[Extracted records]
PR #333, opened 2026-08-29
feat: Supporting Audio8_TTS models

jasonchen31:
## Summary

Native `audio.cpp` port of **Audio8 TTS Preview** as community family `audio8_tts` (DualAR: slow semantic → fast codebook → 44.1 kHz codec), derived from Fish Audio S2 Pro patterns. Ships as standalone GGUFs with no Python dependency.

WORK ITEM ->
With the records above in view, retype each one exactly.

EXERCISE ANSWER ->
PR #333, opened 2026-08-29
feat: Supporting Audio8_TTS models

jasonchen31:
## Summary

Native `audio.cpp` port of **Audio8 TTS Preview** as community family `audio8_tts` (DualAR: slow semantic → fast codebook → 44.1 kHz codec), derived from Fish Audio S2 Pro patterns. Ships as standalone GGUFs with no Python dependency.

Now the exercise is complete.